In this way, regardless of whether it is a roll type or a block type, the boundary between the frame 3 or the tip of the nozzle 10, which serves as the pouring opening, and the opposing roll 1 or cooling mold 7 is always kept away from the hot molten steel. By washing with water, it is possible to effectively suppress the formation of an undesirable solidified shell at the tip of the warm inlet. It goes without saying that the method is not limited to the above method, but can also be applied to a belt type method, and the same effect can be obtained.

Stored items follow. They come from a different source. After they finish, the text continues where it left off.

PR #88, opened 2022-07-12
Change timing of record init for RecordUpsertPanel

Atozzio:
Thanks for the great project!
When adding new records to a collection, if the preset fields contain a 'file' field. The user will get a reminder saying that the user may have unsaved changes even though nothing has changed.
image

I changed the timing of the record initialization and this might help with it.
Do you mind taking a look at this pr at your convenience? Thank you so much in advance!

### DIFF
--- a/ui/src/components/base/OverlayPanel.svelte
+++ b/ui/src/components/base/OverlayPanel.svelte
@@ -86,6 +86,8 @@
             oldFocusedElem = document.activeElement;
             wrapper?.focus();
             dispatch("show");
+            await tick();
+            dispatch("updateInitRecord");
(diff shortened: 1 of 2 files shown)


ganigeorgiev:
Hi thanks for the PR.

Your changes may work but it is not very reliable this way (in addition, we already are triggering `show`, there shouldn't be a need to add a special record specific event in the base overlay component which is used by all popup/overlay panels in the app).

I'll have a look at this later this week, but the reason this happening is because when we load the record model in the fields, some of them actually mutate their binded value by setting default (for example `null` -> `''`, etc.).

PR #1233, opened 2022-12-11
Added health API endpoint

MarvinJWendt:
This PR adds an `/api/health` endpoint.

It responds with a `200 OK` status and adds the following body:

```
{
  "code": 200,
  "message": "API is healthy.",
  "status": "ok"
}
``` 

Everything except for the message is validated in a test. I think the message does not need to be tested, as others should not use it as a check (they should use the status code). Let me know if you see this differently, and I'll add the check.

fixes #1203

### DIFF
--- a/apis/base.go
+++ b/apis/base.go
@@ -92,7 +92,6 @@ func InitApi(app core.App) (*echo.Echo, error) {
 
 	// default routes
 	api := e.Group("/api")
-	defer bindHealthApi(app, api) // health check should always be initialized after everything else is done
 	bindSettingsApi(app, api)
 	bindAdminApi(app, api)
 	bindCollectionApi(app, api)
@@ -101,6 +100,7 @@ func InitApi(app core.App) (*echo.Echo, error) {
 	bindFileApi(app, api)
 	bindRealtimeApi(app, api)
 	bindLogsApi(app, api)
+	bindHealthApi(app, api) // health check should always be initialized after everything else is done
 
 	// trigger the custom BeforeServe hook for the created api router
 	// allowing users to further adjust its options or register new routes
--- a/apis/base.go
+++ b/apis/base.go
@@ -92,6 +92,7 @@ func InitApi(app core.App) (*echo.Echo, error) {
 
 	// default routes
 	api := e.Group("/api")
+	defer bindHealthApi(app, api) // health check should always be initialized after everything else is done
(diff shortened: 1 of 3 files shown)


apis/base.go
```diff
@@ -92,6 +92,7 @@ func InitApi(app core.App) (*echo.Echo, error) {
 
 	// default routes
 	api := e.Group("/api")
+	defer bindHealthApi(app, api) // health check should always be initialized after everything else is done
```
ganigeorgiev, line 95: Was there any particular reason why the `defer` is needed?
It should work just fine without it.

apis/health.go
```diff
@@ -0,0 +1,29 @@
...
+
+type healthApi struct {
+	app core.App
+}
+
+// healthCheck returns a 200 OK response if the server is healthy.
+func (api *healthApi) healthCheck(c echo.Context) error {
+	payload := map[string]any{
+		"code":    http.StatusOK,
+		"status":  "ok",
```
ganigeorgiev, line 25: If `status` is not required by some 3rd party tool, let's minimize the returned fields and remove it from the response since it could change in the future (the `code` and 200 response should be enough indication for healthy state).

ganigeorgiev (changes requested):
Thank you for working on this. I left some nitpicking comments.

apis/base.go
MarvinJWendt: My thought here was to delay the health check to the end, so that it's only available if everything else passed without an error, but I can change it if you want.

apis/health.go
MarvinJWendt: Done 👍

apis/base.go
ganigeorgiev: Let's remove it.

The `defer` will call the bind even if the InitApi returns an error so it shouldn't matter in this case. Additionally it is better the internal routes to be registered before the `OnBeforeServe` hook trigger so that it can return an error to the user in case they decide to register a new endpoint with the same path.

In future, we may update the healthcheck handler so that it actually checks whether the APP failed to initialize or is still in the process, but for now let's keep it simple.

MarvinJWendt: Done

ganigeorgiev:
Thank you. It is merged in `master` and it will be available with the next release (_sometime next week I'll update also the SDKs and API documentation_).

PR #1244, opened 2022-12-12
improve: optimize record references deletion

TcMits:
Hi @ganigeorgiev 

I updated to prevent fetching all referenced records. 

Hope it helps

### DIFF
--- a/daos/record.go
+++ b/daos/record.go
@@ -101,6 +101,7 @@ func (dao *Dao) FindRecordsByIds(
 // Returns an empty slice if no records are found.
 //
 // Example:
+//
 //	expr1 := dbx.HashExp{"email": "test@example.com"}
 //	expr2 := dbx.NewExp("LOWER(username) = {:username}", dbx.Params{"username": "test"})
 //	dao.FindRecordsByExpr("example", expr1, expr2)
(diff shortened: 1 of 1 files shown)


ganigeorgiev:
@TcMits The delete handling is starting to become very "hairy".

We can add batching for the relations to reduce loading them all in the memory, but I don't fully understand the proposed changes.

Could you clarify why the timestamp check is needed? Are you using it as a offset? What would be the behavior if  a record has more than 1 referencing field?

TcMits:
>Could you clarify why the timestamp check is needed? Are you using it as an offset? What would be the behavior if a record has more than 1 referencing field?

Oh sorry, i misunderstand `deleteRefRecords` function. `dbx.HashExp{uniqueJsonEachAlias + ".value": record.Id}` is enough. I added a commit to fix it.

ganigeorgiev:
Thank you. I'll use it as a reference and implement it slightly differently to see if I can reorganize/split the whole delete handling.

I also will try to add a test since I'm starting to lose confident in the correctness of the method (we'll need to check both the batching and "page" workers processing).

Will let you know once I push a commit.

TcMits:
>Thank you. I'll use it as a reference and implement it slightly differently to see if I can reorganize/split the whole delete handling.

Great!!

ganigeorgiev:
@TcMits Just to let you know that I've pushed in master a slightly refactored version and a Dao test to check the batch concurrent processing (both when cascade delete records and when only update a field). If you stumble on something else, feel free to let me know and I'll investigate it.

TcMits:
@ganigeorgiev 

It's looked great, but why don't you using `make()` to initialize `rows`.
```go
rows := make([]dbx.NullStringMap, 0, batchSize)
```

And keep allocated memory for next batch to prevent reallocating.
```go
rows = rows[:0]
```

I have tested in my [fork](https://github.com/TcMits/pocketbase/blob/12ec8f1c38b07fe8a25413c0e25e2973dcb3211e/daos/record.go#L426)  

References:
>Here is a function to append data to a slice. If the data exceeds the capacity, the slice is reallocated. The resulting slice is returned. The function uses the fact that len and cap are legal when applied to the nil slice, and return 0.

https://go.dev/doc/effective_go#allocation_make

>To increase the capacity of a slice one must create a new, larger slice and copy the contents of the original slice into it. This technique is how dynamic array implementations from other languages work behind the scenes.

https://go.dev/blog/slices-intro

Hope it helps

ganigeorgiev:
@TcMits Because it is just more readable this way and easy to refactor in the future, but I guess we can change it.

TcMits:
> @TcMits Because it is just more readable this way and easy to refactor in the future, but I guess we can change it (at least the preallocated cap size).

@ganigeorgiev thanks, tag me if you need a PR. 😄

PR #1277, opened 2022-12-16
fix: update error string

TcMits:


ganigeorgiev:
Thank you, but I'm still not sure about the naming of `sync` and `async` and probably will change it to `concurrent` and `nonConcurrent`.
Will update the error message accordingly, depending on what I ended up choosing.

In short, according to the present invention, the following excellent effects ψ are produced.

('1) The growth of the solidified shell that occurs at the end of '12I:' during warming is effectively suppressed, and the occurrence of streak-like scratches and plate breaks on the steel plate surface caused by the growth of this solidified shell is effectively suppressed. can be prevented from
We can cast beautiful steel plates.

(2) It is possible to prevent damage to the end portion of the heat exchanger 1 due to the growth of the solidified shell, thereby dramatically increasing work efficiency.

[Brief explanation of the drawing]

Fig. 1 is a schematic sectional view showing a conventional O-roll type continuous casting machine, Fig. 2 is a schematic sectional view showing a conventional block type continuous casting machine, and Figs. 3 and 4 are respectively a conventional roll type continuous casting machine. FIG. 5 is a schematic sectional view showing a preferred embodiment of a roll-type continuous casting apparatus that implements the method of the present invention, and FIG. 6 is the same. 1 is an enlarged schematic sectional view of a main part showing a preferred embodiment of a block type continuous casting apparatus. In addition, 1 and 7 in the figure are cold F! exemplifying cooling molds. 10-
2 and 22 are molten steel or molten steel flow; 3 and 10 are frames and nozzles that are examples of warm inlets; 3a and 10a are frames that are examples of end portions of stud inlets; The nozzle tips 4 and 40 are the boundaries between the end of the warm inlet and the facing part of the cold NJ mold, and 6 and 11 are cast steel plates. Patent applicant: Patent attorney representing Ishikawajima-Harima Heavy Industries Co., Ltd.
Nobuo KinutaniFigure 3Figure 4Figure 5Figure 6

Claims (1)

[Claims] When molten steel is continuously injected between cooling molds that move circumferentially in the same direction while facing each other while being appropriately spaced apart from each other, it is necessary to The molten steel is poured so as to hit the boundary, and a molten steel flow is formed at the boundary from the end of the warm inlet to the opposite part of the cooling mold, increasing the flow rate between the molds to form a steel plate. A continuous casting method for steel sheets.